# Golden retriever for waterfowl and upland?



## rockymountainelk (Jan 18, 2009)

Just wanted to get some opinions on the golden retriever being used as a waterfowl and upland dog? I don't know much about the breed but can pick on up for free if I would like it. What are the +'s and -'s about them. I don't need a dog that can do everything I just want a dog that will retrieve my ducks and flush some pheasants. Then come home and play with the little ones. 

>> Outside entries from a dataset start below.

PR #3826, opened 2026-06-17
fix(modality): improve error message for mixed modality batches

### LINKED ISSUE #3722: Mixing modalities in `encode()` doesn't work for CLIP
I'm trying to get CLIP to work with the new multimodal setup, and it seems that it misinterprets lists containing multiple modalities as messages:

```python

ds = load_dataset("nbadrinath/ikea_dataset_5.0", split="train[:1000]")
images = list(ds["image"])
texts = list(ds["desc"])
print(images[0], texts[0])
# <PIL.JpegImagePlugin.JpegImageFile image mode=RGB size=512x512 at 0x7818178354C0>  Product: Small Outdoor Balcony Set...

inputs = images + texts
encoder = SentenceTransformer("clip-ViT-B-32")
encoder.encode(inputs)
```

```
ValueError                                Traceback (most recent call last)
Cell In[61], line 1
----> 1 encoder.encode(inputs)

File ~/.conda/envs/turftopic/lib/python3.12/site-packages/torch/utils/_contextlib.py:120, in context_decorator.<locals>.decorate_context(*args, **kwargs)
    117 @functools.wraps(func)
    118 def decorate_context(*args, **kwargs):
    119     with ctx_factory():
--> 120         return func(*args, **kwargs)

File ~/.conda/envs/turftopic/lib/python3.12/site-packages/sentence_transformers/util/decorators.py:41, in deprecated_kwargs.<locals>.decorator.<locals>.wrappe
r(*args, **kwargs)
     39         else:
     40             kwargs.pop(old_name)
---> 41 return func(*args, **kwargs)

File ~/.conda/envs/turftopic/lib/python3.12/site-packages/sentence_transformers/sentence_transformer/model.py:644, in SentenceTransformer.encode(self, inputs,
 prompt_name, prompt, batch_size, show_progress_bar, output_value, precision, convert_to_numpy, convert_to_tensor, device, normalize_embeddings, truncate_dim,
 pool, chunk_size, **kwargs)
    642 for start_index in trange(0, len(inputs_sorted), batch_size, desc="Batches", disable=not show_progress_bar):
    643     inputs_batch = inputs_sorted[start_index : start_index + batch_size]
--> 644     features = self.preprocess(inputs_batch, prompt=prompt, **kwargs)
    646     if is_hpu:
    647         features = self._pad_features_for_hpu(features)

File ~/.conda/envs/turftopic/lib/python3.12/site-packages/sentence_transformers/base/model.py:532, in BaseModel.preprocess(self, inputs, prompt, **kwargs)
    527     if isinstance(modality, tuple) and all(part in self.modalities for part in modality):
    528         message += (
    529             f"\nThis model supports {' and '.join(modality)} individually, "
    530             "but not in the same input. Please process each modality separately."
    531         )
--> 532     raise ValueError(message)
    534 # Backwards compatibility: fall back to preprocess/tokenize without prompt if the
    535 # input module doesn't accept it. Only the main path (preprocess with prompt) will
    536 # be supported in the future.
    537 try:

ValueError: Modality 'message' is not supported by this SentenceTransformer model. Supported modalities: text, image
```

anishesg:
The `raise_unsupported_modality_error` function in `sentence_transformers/base/modality.py` previously raised an unhelpful error when users attempted to encode mixed modality batches (e.g., images and text together) with a model that doesn't support the 'message' modality. The error occurred because the function couldn't re-infer individual sample modalities from a batch that had already been classified as requiring 'message' support. This fix adds a fallback error path that explicitly explains the problem: when a batch contains mixed modalities and the model doesn't support 'message', each modality must be encoded separately. The new error message clearly states that the batch contains inputs that cannot be encoded together and provides actionable guidance to encode each modality in separate calls. A test was added to verify that mixed modality batches (images and text) now produce a clear, helpful error message.

Fixes #3722

### DIFF
--- a/sentence_transformers/base/modality.py
+++ b/sentence_transformers/base/modality.py
@@ -733,6 +733,15 @@ def raise_unsupported_modality_error(
                 f"This batch mixes multiple modalities ({present_str}), which this {source} cannot "
                 f"encode in a single batch. Encode each modality separately (one call per modality)."
             )
+        # If we couldn't re-infer individual sample modalities but the batch modality is "message",
+        # it's likely because the batch contains mixed modalities. Provide a helpful error message.
+        raise ValueError(
+            f"This batch contains inputs that cannot be encoded together by this {source}. "
+            f"When a model does not support the 'message' modality, all inputs in a batch must be "
+            f"of the same type. This error typically occurs when mixing different modalities "
+            f"(e.g., images and text) in a single batch. Encode each modality separately "
+            f"(one call per modality). Supported modalities: {supported_str}."
+        )
 
     # A single combined input (e.g. a {"text": ..., "image": ...} dict) with parts the source
     # supports individually but cannot fuse without "message" support: encode each separately.
--- a/tests/base/test_modality.py
+++ b/tests/base/test_modality.py
@@ -13,6 +13,7 @@ from sentence_transformers.base.modality import (
     is_audio_url_or_path,
     is_image_url_or_path,
     is_video_url_or_path,
+    raise_unsupported_modality_error,
 )
 from sentence_transformers.base.modality_types import MODALITY_TO_PROCESSOR_ARG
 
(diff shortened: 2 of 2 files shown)


sentence_transformers/base/modality.py
```diff
@@ -733,6 +733,15 @@ def raise_unsupported_modality_error(
                 f"This batch mixes multiple modalities ({present_str}), which this {source} cannot "
                 f"encode in a single batch. Encode each modality separately (one call per modality)."
             )
+        # If we couldn't re-infer individual sample modalities but the batch modality is "message",
+        # it's likely because the batch contains mixed modalities. Provide a helpful error message.
+        raise ValueError(
```
tomaarsen, line 738: There might still be an uncovered edge case somewhere here (looking into it now), but this `raise_unsupported_modality_error` is already the improved error message for mixed modality batches. It doesn't "raise an unhelpful error when users attempted to encode mixed modality batches".

tests/base/test_modality.py
```diff
@@ -1146,3 +1147,28 @@ def test_multiple_text_messages(self):
             ]
         ]
         assert InputFormatter.is_text_only_messages(batch) is True
+
+
+class TestRaiseUnsupportedModalityError:
+    def test_mixed_modality_batch_clear_error(self):
```
tomaarsen, line 1153: This test never reaches the new code, the `assert` at the bottom is just checking the already existing errors.

tomaarsen (commented):
I think we shouldn't make these changes, the error is already pretty helpful due to a previous PR, and your tests don't cover your new lines. I did notice another issue, an unnecessary try-except that hides an error that should probably just be raised. I'll make a follow-up PR for that, but I think I'll close this one.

Thanks for the info in advance
RME


----------



## Steve Shaver (Mar 9, 2008)

rockymountainelk said:


> Just wanted to get some opinions on the golden retriever being used as a waterfowl and upland dog? I don't know much about the breed but can pick on up for free if I would like it. What are the +'s and -'s about them. I don't need a dog that can do everything I just want a dog that will retrieve my ducks and flush some pheasants. Then come home and play with the little ones.
> 
> Thanks for the info in advance
> RME


There are some really nice goldens out there but chances are if you get one for free you just might get what you pay for. Hard to get a good hunting dog out of the golden breed with out doing your home work and looking for a good breeding. Are the parents working dogs or just pets? Are they field bred  or show bred :roll:


----------



## TEX-O-BOB (Sep 12, 2007)

Ya, hard to say. You could get a dynamo dog, you could get a dud... With Labs and most Goldens it's really a crap shoot.


----------



## ddhunter (Jul 17, 2011)

If you treat it like a hunting dog and expose it to birds early and work with him odds are he will be more than you need, but there is a chance like others said that it may not turn out.


----------



## Sprig Kennels (Jan 13, 2009)

how old of a dog is it that you are referring to? an older dog i would be more hesitant but if it is a 7 week old pup and you can start as a pup and get it super exposed to birds early in life it will help stack the odds in your favor. its getting harder and harder to find goldens with as much drive as other breeds as the hunt is getting bred out of them but there are still a few here and there....if you can, check out the parents in action. dont settle on a dog just because it was free. you could get lucky and have a great one or you could end up with a dud and that is where you should try and see both parents work. if they dont hunt or even have a high retrieve desire, i would probably pass on it.


----------



## Leaky (Sep 11, 2007)

I own a Golden and have owned 3 now and have had amazing success! I still agree with most of what has been said so far though. You do have to be carefull with em in hot wahether tough because of their heavy/long coat. Could shave em though. Actually, 1 was a fu- fu show dog but she was great, luckily. If you want to make sure, don't buy one from a back yard breeder. I have bought 2 from local breeders that may be classified as back yard, but I checked the registration and hunting breeding on em and have been very lucky. My suggestion is to buy from a hunting breed, probably out of state and you will probably pay a high price but if you want assurance for hunting quality, then that is what you'll have to do. We paid $1100 for Sparky from a Wyo. kennel 8 years. ago. Believe me, there is a biiiiiiig difference between a hunting Golden and the normal fu - fu show Golden.!!! When you get one - like Sparky, he/she will make you happy many times over. This is a hunting breed - male/61 lbs.

[attachment=1:2x1838uh]sp 3.jpg[/attachment:2x1838uh]

[attachment=0:2x1838uh]jump2.jpg[/attachment:2x1838uh]


----------



## Leaky (Sep 11, 2007)

What's the deal? No response?? Ya want to see his and the other 2 dog's upland pic.s,? At least a response, if your serious? Yep. I'm a golden fan!!!


----------